**TASK DIRECTIONS:** Only one stretch of the listing below is wanted. Give it again exactly, from the line with "[swift] separate memcache" through the line with "This will offload".

╭─ THE RECORDS

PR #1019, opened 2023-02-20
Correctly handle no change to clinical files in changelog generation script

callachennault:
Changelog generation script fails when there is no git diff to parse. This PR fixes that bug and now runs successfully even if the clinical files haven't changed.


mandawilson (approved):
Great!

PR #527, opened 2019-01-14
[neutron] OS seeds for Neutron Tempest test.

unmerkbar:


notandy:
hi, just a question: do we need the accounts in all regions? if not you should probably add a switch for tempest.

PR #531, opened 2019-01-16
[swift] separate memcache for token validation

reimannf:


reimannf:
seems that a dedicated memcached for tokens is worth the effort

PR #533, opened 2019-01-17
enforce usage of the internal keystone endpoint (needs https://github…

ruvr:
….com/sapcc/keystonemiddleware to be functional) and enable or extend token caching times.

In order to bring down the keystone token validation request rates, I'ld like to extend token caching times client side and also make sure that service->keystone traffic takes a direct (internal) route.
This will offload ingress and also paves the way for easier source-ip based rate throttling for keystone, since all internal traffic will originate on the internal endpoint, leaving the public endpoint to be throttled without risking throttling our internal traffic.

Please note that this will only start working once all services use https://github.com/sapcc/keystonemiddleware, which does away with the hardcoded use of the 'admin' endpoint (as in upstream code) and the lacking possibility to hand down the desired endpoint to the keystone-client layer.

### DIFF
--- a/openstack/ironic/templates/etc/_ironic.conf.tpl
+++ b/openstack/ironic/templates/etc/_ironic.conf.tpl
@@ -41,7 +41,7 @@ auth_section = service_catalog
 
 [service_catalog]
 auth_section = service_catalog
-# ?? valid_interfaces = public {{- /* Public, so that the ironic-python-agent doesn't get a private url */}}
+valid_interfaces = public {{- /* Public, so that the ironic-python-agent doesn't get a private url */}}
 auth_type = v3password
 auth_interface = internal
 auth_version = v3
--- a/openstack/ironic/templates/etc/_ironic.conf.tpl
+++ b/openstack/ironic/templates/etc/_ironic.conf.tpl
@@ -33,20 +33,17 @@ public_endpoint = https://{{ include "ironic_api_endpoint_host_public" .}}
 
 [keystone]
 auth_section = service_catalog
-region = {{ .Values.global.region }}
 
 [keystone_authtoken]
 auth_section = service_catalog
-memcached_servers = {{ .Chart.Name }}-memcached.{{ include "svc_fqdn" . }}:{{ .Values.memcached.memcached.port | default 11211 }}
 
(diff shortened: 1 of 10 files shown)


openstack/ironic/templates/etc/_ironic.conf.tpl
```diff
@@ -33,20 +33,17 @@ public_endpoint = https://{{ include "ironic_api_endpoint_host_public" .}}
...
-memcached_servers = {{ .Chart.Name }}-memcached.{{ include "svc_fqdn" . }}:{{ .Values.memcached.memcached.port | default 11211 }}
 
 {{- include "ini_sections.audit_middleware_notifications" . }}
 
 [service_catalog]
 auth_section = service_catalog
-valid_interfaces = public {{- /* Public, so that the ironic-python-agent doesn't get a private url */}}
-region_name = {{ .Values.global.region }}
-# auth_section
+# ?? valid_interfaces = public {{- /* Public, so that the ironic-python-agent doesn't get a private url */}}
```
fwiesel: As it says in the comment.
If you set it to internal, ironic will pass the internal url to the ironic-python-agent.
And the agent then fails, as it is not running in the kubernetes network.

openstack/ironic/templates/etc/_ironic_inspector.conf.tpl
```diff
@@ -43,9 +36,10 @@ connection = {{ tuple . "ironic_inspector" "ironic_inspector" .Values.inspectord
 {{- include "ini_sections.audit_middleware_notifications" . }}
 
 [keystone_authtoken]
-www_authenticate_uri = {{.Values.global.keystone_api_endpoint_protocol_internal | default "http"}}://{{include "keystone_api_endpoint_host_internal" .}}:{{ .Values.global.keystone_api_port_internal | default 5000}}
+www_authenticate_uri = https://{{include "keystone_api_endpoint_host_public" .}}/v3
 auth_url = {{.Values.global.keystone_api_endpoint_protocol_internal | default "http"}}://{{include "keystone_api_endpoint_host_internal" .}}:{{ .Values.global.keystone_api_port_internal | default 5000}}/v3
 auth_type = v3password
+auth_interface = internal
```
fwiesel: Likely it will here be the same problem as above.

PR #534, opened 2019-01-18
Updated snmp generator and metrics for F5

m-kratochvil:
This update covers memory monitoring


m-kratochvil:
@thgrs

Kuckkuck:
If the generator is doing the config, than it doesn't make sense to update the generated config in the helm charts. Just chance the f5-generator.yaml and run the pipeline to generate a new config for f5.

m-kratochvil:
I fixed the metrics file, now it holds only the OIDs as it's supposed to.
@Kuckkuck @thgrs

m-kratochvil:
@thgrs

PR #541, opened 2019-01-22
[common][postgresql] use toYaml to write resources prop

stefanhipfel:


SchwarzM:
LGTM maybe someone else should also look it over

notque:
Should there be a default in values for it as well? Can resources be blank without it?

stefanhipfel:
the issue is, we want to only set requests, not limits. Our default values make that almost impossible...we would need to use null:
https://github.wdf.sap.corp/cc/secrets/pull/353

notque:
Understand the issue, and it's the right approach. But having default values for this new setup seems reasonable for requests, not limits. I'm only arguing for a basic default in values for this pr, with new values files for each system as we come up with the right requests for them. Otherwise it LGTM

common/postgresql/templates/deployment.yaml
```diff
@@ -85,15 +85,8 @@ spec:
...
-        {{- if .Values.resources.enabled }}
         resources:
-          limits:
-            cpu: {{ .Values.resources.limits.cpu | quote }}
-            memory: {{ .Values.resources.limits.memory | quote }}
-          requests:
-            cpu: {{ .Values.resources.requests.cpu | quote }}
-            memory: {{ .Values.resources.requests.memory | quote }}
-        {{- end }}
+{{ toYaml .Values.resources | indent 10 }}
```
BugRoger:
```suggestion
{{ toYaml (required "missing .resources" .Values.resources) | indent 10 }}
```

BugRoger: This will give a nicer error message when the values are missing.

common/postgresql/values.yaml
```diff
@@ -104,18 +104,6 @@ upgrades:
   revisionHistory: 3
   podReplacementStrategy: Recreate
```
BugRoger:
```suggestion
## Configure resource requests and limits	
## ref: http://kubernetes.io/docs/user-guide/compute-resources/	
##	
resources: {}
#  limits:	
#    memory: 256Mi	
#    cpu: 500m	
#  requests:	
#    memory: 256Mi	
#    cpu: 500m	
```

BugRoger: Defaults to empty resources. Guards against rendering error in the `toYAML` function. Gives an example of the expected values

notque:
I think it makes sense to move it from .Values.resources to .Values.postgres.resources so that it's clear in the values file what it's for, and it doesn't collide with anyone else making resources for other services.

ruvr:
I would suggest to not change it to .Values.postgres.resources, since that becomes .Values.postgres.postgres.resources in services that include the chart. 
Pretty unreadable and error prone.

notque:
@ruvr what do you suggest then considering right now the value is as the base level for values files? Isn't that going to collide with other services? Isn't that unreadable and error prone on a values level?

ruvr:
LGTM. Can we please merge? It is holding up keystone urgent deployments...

╰─

**WRITTEN SOLUTION:**
[swift] separate memcache for token validation

reimannf:


reimannf:
seems that a dedicated memcached for tokens is worth the effort

PR #533, opened 2019-01-17
enforce usage of the internal keystone endpoint (needs https://github…

ruvr:
….com/sapcc/keystonemiddleware to be functional) and enable or extend token caching times.

In order to bring down the keystone token validation request rates, I'ld like to extend token caching times client side and also make sure that service->keystone traffic takes a direct (internal) route.
This will offload ingress and also paves the way for easier source-ip based rate throttling for keystone, since all internal traffic will originate on the internal endpoint, leaving the public endpoint to be throttled without risking throttling our internal traffic.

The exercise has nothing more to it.